Phil bought us bikes and we went for a nice ride last night, maybe 2 miles? Phil gets to pull the trailer behind him, I am not coordinated enough for that. My hope is to lose another 30 pounds by April. I'm planning a big high school reunion in Las Vegas. It'll be my 20 year reunion but I'm organizing it for all alum. The last reunion I attended was in 2002 and I saw some pictures of myself at one of the events and I was really fat. It totally depressed me. My goal is to be another 30 pounds lighter by then and feeling a lot better about myself. I guess I shouldn't be sitting here on my ass blogging, huh? I should outside walking or biking. After I put Emma and Zoe to bed tonight Taylor and I will ride around the neighborhood.

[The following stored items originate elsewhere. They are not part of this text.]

PR #234, opened 2025-08-29
feat: (re-)enable parallel processing in the work applier

michaelawyu:

This PR (re-)enables parallel processing in the work applier.

I have:

See notes.

### DIFF
--- a/pkg/controllers/workapplier/waves.go
+++ b/pkg/controllers/workapplier/waves.go
@@ -1,0 +1,180 @@
+/*
+Copyright 2025 The KubeFleet Authors.
+
+Licensed under the Apache License, Version 2.0 (the "License");
+you may not use this file except in compliance with the License.
+You may obtain a copy of the License at
+
+    http://www.apache.org/licenses/LICENSE-2.0
+
+Unless required by applicable law or agreed to in writing, software
+distributed under the License is distributed on an "AS IS" BASIS,
+WITHOUT WARRANTIES OR CONDITIONS OF ANY KIND, either express or implied.
+See the License for the specific language governing permissions and
+limitations under the License.
+*/
+
+package workapplier
+
+import (
+	"slices"
+
+	"k8s.io/apimachinery/pkg/util/sets"
+	"k8s.io/klog/v2"
+)
+
+type waveNumber int
+
+const (
+	lastWave waveNumber = 999
+)
+
+var (
+	// The default wave number for all known Kubernetes resource type.
+	//
+	// Note (chenyu1): the waves below are based on the Helm resource installation
+	// order (see also the Helm source code). Similar objects are grouped together
+	// to achieve best performance.
+	defaultWaveNumberByResourceType = map[string]waveNumber{
+		// Apply namespaces and priority classes first.
+		"namespaces":      0,
+		"priorityclasses": 0,
+		// Apply policies, configuration data, and other static resources second.
+		"networkpolicies":           1,
+		"resourcequotas":            1,
+		"limitranges":               1,
+		"podsecuritypolicies":       1,
+		"poddisruptionbudgets":      1,
+		"serviceaccounts":           1,
+		"secrets":                   1,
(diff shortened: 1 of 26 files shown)


michaelawyu:
Due to a test complication; no tests are submitted in this PR at the moment. Will move additional tests to this PR soon.

pkg/controllers/workapplier/waves.go
```diff
@@ -0,0 +1,180 @@
...
+	lastWave waveNumber = 999
+)
+
+var (
+	// The default wave number for all known Kubernetes resource type.
+	//
+	// Note (chenyu1): the waves below are based on the Helm resource installation
+	// order (see also the Helm source code). Similar objects are grouped together
+	// to achieve best performance.
+	defaultWaveNumberByResourceType = map[string]waveNumber{
```
zhiying-lin, line 38: we also defined the apply order in https://github.com/kubefleet-dev/kubefleet/blob/main/pkg/controllers/placement/resource_selector.go#L47

the orders are not consistent. for example, the ingressclasses.

Can we try to merge them? so that it's always consistent

michaelawyu: Hi Zhiying! Yeah, I was a bit concerned about this too when composing the PR. The reason why we did it separately in this PR was that, if we do not group the resource types but process them invididually, there's a high chance that in each batch there's only 1-2 objects, which kind of defeats the purpose of doing the parallelization.

michaelawyu: The PR also kinds of renders the apply order sorting we did on the hub cluster side redundant (we still need to sort the resources for stability reasons, but they do not have to be done in a specific order -> similar to how the work generator sorts enveloped objects).

michaelawyu: At this moment I am leaning on grouping the resource types for larger batch sizes, but I do not have a particularly strong opinion on the subject matter -> happy to discuss about the topic further.

michaelawyu: As for the apply order part on the hub cluster, will submit another PR to keep things clean after this one is merged.

michaelawyu: (A side note: another reason I am a bit reluctant to change the apply order on the hub cluster side was that it might trigger a rollout on existing workloads, as it will register as a new resource snapshot IIRC? -> we might need to be a bit careful on this 😞)

michaelawyu:
> discussed offline, will update the applyOrder comment in a separate PR.

Will do 👌

pkg/controllers/workapplier/waves.go
ryanzhang-oss: these two orders serve different purposes. The hub one was the apply order before this PR but now it's more to keep the uniqueness for a list of resources (or we don't think there is any change) while the member side is more on the real apply order. Probably should change the name of the hub side list to reflect the fact that it's no longer the order that member will apply.

pkg/controllers/workapplier/waves.go
```diff
@@ -0,0 +1,180 @@
...
+	bundles []*manifestProcessingBundle
+}
+
+// organizeBundlesIntoProcessingWaves organizes the list of bundles into different
+// waves of bundles for parallel processing based on their GVR information.
+func organizeBundlesIntoProcessingWaves(bundles []*manifestProcessingBundle, workRef klog.ObjectRef) []*bundleProcessingWave {
+	// Pre-allocate the map; 7 is the total count of default wave numbers, though
+	// not all wave numbers might be used.
+	waveByNum := make(map[waveNumber]*bundleProcessingWave, 7)
+
```
ryanzhang-oss, line 121: ni: shouldn't this be a bundleProcessingWave array instead? One can precreate all the bundleProcessingWave so there is no need for the getOrAddWave function anymore (but we can keep to save memory).  I am not sure why we need to sort the map to produce an array at the end.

We went to Cedar Point last weekend. It was a lot of fun. A couple friends met us there so Phil went off to ride the coasters with them while I took the girls to all the kiddy rides. Lots of carousel riding. Taylor actually had pneumonia several days before and was still on meds when we went there. Poor thing! And because she's mildly asthmatic she will always be a little more vunerable to respiratory bugs. But she was feeling pretty good while we were there because she went on one of the bigger coasters with Phil. I was a little worried because she had only ever been on the kiddy ones and this was a big step for her. She loved it and wants to go back! I'm so proud!!! Zoe and Emma had a blast riding on the obnoxious planes and cars that made lots of noise. I have a picture of Emma riding with her hands over her ears while Zoe pushes all the buttons. Hopefully we'll get back down there before summer ends.

Ok, that's about all I have to say today. A lot more than usual...!!